Сидевший до того почти что недвижно Енко Малныче вдруг резко скривился, согнулся, словно его вдруг ударили под дых, и, растянувшись возле раненого, принялся кататься, сбивая мертвые головы, словно бы боролся с кем-то невидимым! Наносил удары, лягался, кусался… И вот – застыл, закатил глаза… Язык колдуна вывалился, из груди вырвался хрип…
– Именем святым демонов заклинаю! – встав, Афоня схватился за крест. – Изыдите, проклятые поганцы! Словом твоим, Иисусе, заклинаю, образом твоим святым, пресветлая Богоматерь-дева! Аще похощет кто крови – так подавитеся! Аминь, аминь, аминь!
– Ху-у-у-у… – усевшись, Енко долго откашливался, а потом вдруг улыбнулся, переведя дух. – Вовремя ты… Я же говорил, с Хабчей-минрена справиться очень непросто.
– Но ты справился?
– Мы вдвоем. Я и ты. Теперь твой друг будет жить. А ногу я вылечу.
Афоня перевел взгляд на Силантия – тот лежал как лежал, лишь дыханье будто бы стало ровнее.
– Пусть спит… – прошептал колдун. – А мы выйдем… Нам тоже надо спать, спать много…
Он и уснул, едва вышел из шалаша – повалился без сил у костра, а верный Ноляко встал рядом, грозно помахивая хвостом.

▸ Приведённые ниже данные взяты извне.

PR #885, opened 2023-02-07
cherry pick #880 - simple cache for eth_call

lukelee-sl:
Signed-off-by: lukelee-sl [luke.lee@swirldslabs.com](mailto:luke.lee@swirldslabs.com)

**Description**:

Cherry pick #880 into release/0.17 branch in order to create a 0.17.1 version

PR #892, opened 2023-02-10
856-update-logs-and-metrics-to-capture-IP-and-HBAR-rate-limiting.  Ad…

ebadiere:
This PR modifies rate limited logs in order to include the requestId in a standard log message.

* Adds a Koa requestId package that supports storing the requestId in the application context.

Fixes #885 

**Notes for reviewer**:
 Provides the request ID in the logs right as the rateLimit for a given IP is triggered, in the standard log format.

- Existing tests cover rateLimited requests.


packages/server/src/rateLimit/index.ts
```diff
@@ -42,7 +42,7 @@ export default class RateLimit {
     });
   }
 
-  shouldRateLimit(ip: string, methodName: string, total: number): boolean {
+  shouldRateLimit(ip: string, requestId: string, methodName: string, total: number): boolean {
```
Nana-EC, line 45: nit: always best to add new params at the end of a method.

packages/server/package.json
```diff
@@ -7,6 +7,7 @@
     "author": "Hedera Smart Contracts Team",
     "dependencies": {
         "@hashgraph/json-rpc-relay": "file:../relay",
+        "@kasa/koa-request-id": "^2.0.1",
```
Nana-EC, line 10: were there other options?
Doesn't seem heavily utilized or maintained.
Guess the package itself is simple and it seems to only `require('uuid')` so it's safe

Nana-EC (commented):
LG, question and nit comment

packages/server/package.json
david-bakin-sl: "safe" - now, yes, but isn't this the kind of dependency that has caused, for other applications, unnecessary trauma at later dates?  For such a small thing?  Can't we take advantage of the MIT license and just clone it into a repo that we control? Or just rewrite it, or include it?  MIT license!?  (Basically I think Nana is right to question this kind of thing.)

packages/server/src/koaJsonRpc/index.ts
```diff
@@ -110,9 +114,10 @@ export default class KoaJsonRpc {
         return;
       }
 
+      this.requestId = ctx.state.reqId;
       const methodName = body.method;
       const methodTotalLimit = this.registryTotal[methodName];
-      if (this.rateLimit.shouldRateLimit(ctx.ip, methodName, methodTotalLimit)) {
+      if (this.rateLimit.shouldRateLimit(ctx.ip, ctx.state.reqId, methodName, methodTotalLimit)) {
```
david-bakin-sl, line 120: you could also have used here `this.requestId` (see line 117 just above) - don't know which is better readability-wise.

packages/server/src/server.ts
```diff
@@ -136,7 +135,8 @@ app.getKoaApp().use(async (ctx, next) => {
 const logAndHandleResponse = async (methodName: any, methodParams: any, methodFunction: any) => {
   const start = Date.now();
   let ms;
-  const requestId = generateRequestId();
+
+  const requestId = app.getRequestId();
   const requestIdPrefix = requestId ? `[${REQUEST_ID_STRING}${requestId}]` : '';
```
david-bakin-sl, line 140: Over in server/tests/helpers.utils.ts someone made a nice tiny method `formatRequestIdMessage`. I don't think it's a bad idea to encapsulate this in a method, even of one line.

david-bakin-sl (approved):
LGTM though didn't build/test it myself.

AlfredoG87:
DCO check failed, you need to sign messages with pgp key and include message "signed-off-by..." as [specified](https://github.com/hashgraph/hedera-json-rpc-relay/pull/892/checks?check_run_id=11257165206)  on the details of the check task.

packages/server/package.json
georgi-l95: Agree with both Nana and David, doesn't seem necessary to use a whole package for a id generator. IMO, it would be better to implement our own solution. We can use the `koa-request-id` as reference, if needed.

packages/server/src/server.ts
georgi-l95: Agree, let's use this method for consistency.

packages/server/src/rateLimit/index.ts
ebadiere: Agreed.  Updated.

Nana-EC:
@ebadiere based on comments above sounds like we're suggesting go a simple code addition that we're in control of and doesn't need another npm package.

packages/server/src/server.ts
ebadiere: Added a formatters.ts to the server package that follows the pattern for use of the formatters in the relay package.  Updated the existing logging in the servers and rateLimit to use it.

packages/server/src/koaJsonRpc/index.ts
ebadiere: Updated.

packages/server/package.json
ebadiere: Applied requestId functionality to the server as a middleware.

packages/server/src/koaJsonRpc/index.ts
```diff
@@ -110,9 +113,10 @@ export default class KoaJsonRpc {
         return;
       }
 
+      this.requestId = ctx.state.reqId;
       const methodName = body.method;
       const methodTotalLimit = this.registryTotal[methodName];
-      if (this.rateLimit.shouldRateLimit(ctx.ip, methodName, methodTotalLimit)) {
+      if (this.rateLimit.shouldRateLimit(ctx.ip, methodName, methodTotalLimit, this.requestId)) {
         ctx.body = jsonResp(body.id, new IPRateLimitExceeded(methodName), undefined);
         ctx.status = 409;
```
georgi-l95, line 121:
```suggestion
        ctx.status = 429;
```
nit: should we change, as 429 error code is for too many requests

georgi-l95 (approved):
LG, nice work

packages/server/src/koaJsonRpc/index.ts
ebadiere: Agreed, however the relay client used for testing is built using ethers.js.  The ethers.js provider consumes the 429 error code and uses it to implement throttling.  We would need to implement our own ethers.js provider, much like infura or alchemy have done.

georgi-l95: Gotcha. That seems like a work for a new issue, maybe.

packages/server/src/formatters.ts
```diff
@@ -0,0 +1,30 @@
+/*-
+ *
+ * Hedera JSON RPC Relay
+ *
+ * Copyright (C) 2022 Hedera Hashgraph, LLC
```
Nana-EC, line 5: 2023

packages/server/src/koaJsonRpc/index.ts
Nana-EC: Does this mean we're still throwing a 409 instead of the more appropriate 429 that we agreed on?

If so yeah agree with Georgi looks like future work.
Please open a ticket around updating to 429.
We'll probably have to use a separate test flow not ethersjs.
Maybe just a raw HTTP request client that confirms it

packages/server/src/rateLimit/index.ts
```diff
@@ -51,8 +52,13 @@ export default class RateLimit {
         return false;
       }
 
+
+      const requestIdPrefix = requestId ? formatRequestIdMessage(requestId) : '';
+      this.logger.warn(`${requestIdPrefix}, Rate limit call to ${methodName}, ${this.database[ip].methodInfo[methodName].remaining} out of ${total} calls remaining`);
```
Nana-EC, line 57: This double the logs in this flow.
I also think it's a duplicate.
Just use the original.
Honestly I forget why we check for a valid requestId. In deployed flows it will be valid. If it's missing an if in test case it's probably not a big deal

packages/server/src/server.ts
```diff
@@ -134,11 +135,48 @@ app.getKoaApp().use(async (ctx, next) => {
   }
 });
 
+app.getKoaApp().use(async (ctx, next) => {
```
Nana-EC, line 138: I feel like this section can be better formatted to read like 3 different properties being checked and potentially set in 3 different method with 1 method managing the orchestration of the 3.
Not a biggie for this PR but something to note for easier testing and reading

Nana-EC: That being said I don't see any tests for this logic.
Is it possible to test?

Nana-EC (commented):
Looks good.
Can we quickly improve the coverage?
If not then let's open up follow up items to address in the next sprint

ebadiere:
Still needs to resolve the gpg signed commits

Охранял.
Пономарь же зашагал к дальнему ельнику, позвать остальных.
– Ну, как там Силантий? – поинтересовались казаки.
Афоня пожал плечами:
– Вроде и, спаси Господи, ничего себе. Лихоманка прошла, а вот нога… Енко сказал – чтоб срослось, время нужно.
– Знамо дело, время, – возвращаясь к костру, Ондрейко Ус чуть поотстал, подхватил за локоток Афоню и тихо спросил: – А что колдун-то? Мы-то ему зачем понадобились? Что супротив своих с нами задружиться решил?
– Не свои они ему – недруги, – так же тихо пояснил юноша. – Сказывал, казнити за что-то хотели, насилу убег. А зачем мы ему – как проснется, спросим…
– Зачем? – проснувшись ближе к ночи, Енко Малныче обвел насмешливым взглядом новых своих сотоварищей. – Знаю я, где ваше селение. И знаю, что вы домой вернуться хотите. Я – тоже. Надоело уже в тайге да тундре мошку кормить. С тобой, друг мой… – колдун весело посмотрел на Афоню, – я тоже пройду. Вместе мы с оберегами сладим!
– С какими еще оберегами? – насторожился пономарь.
– С теми, что от меня поставлены, да заговорены на драконьей крови. Я один заклятье то разрушить не сумею, а вот с тобой… с тобой попробую!
Афоня быстро перекрестился и скривился:
– Окстись, окстись, языческая душа! Что я тебе, кудесник, что ли?
– Кудесник не кудесник, – хитро прищурился Енко, – однако с Хабчо-минрена управился. Как ты сказал – «силою животворящего креста». Крест, да – так ведь твой оберег называется?
– Тьфу ты… спаси Господи.
– Что? – нетерпеливо переспросил Ондрейко Усов. – Что он говорит-то? Крест зачем поминает?
– Вместе с нами хочет идти, – пономарь обернулся к своим: – Говорит – по пути, мол.
– А что… дорогу он, мыслю, ведает, – вступил в разговор кормщик. – От всякой нечисти колдовской упасти сможет. Если со своими разругался – чего ж нам ему не помочь… не использовать? Путь-то не близкий.
– А если он нас погубити похощет? – Семка Короед опасливо покосился на колдуна. – Что тогда?
Огнев расслабленно отмахнулся:
– Хотел бы – давно б погубил. Если колдун добрый. А если плохой – так тем более его бояться нечего! Не, казаки, ежели он дорожку ведает – так с ним и пойдем. Мое слово.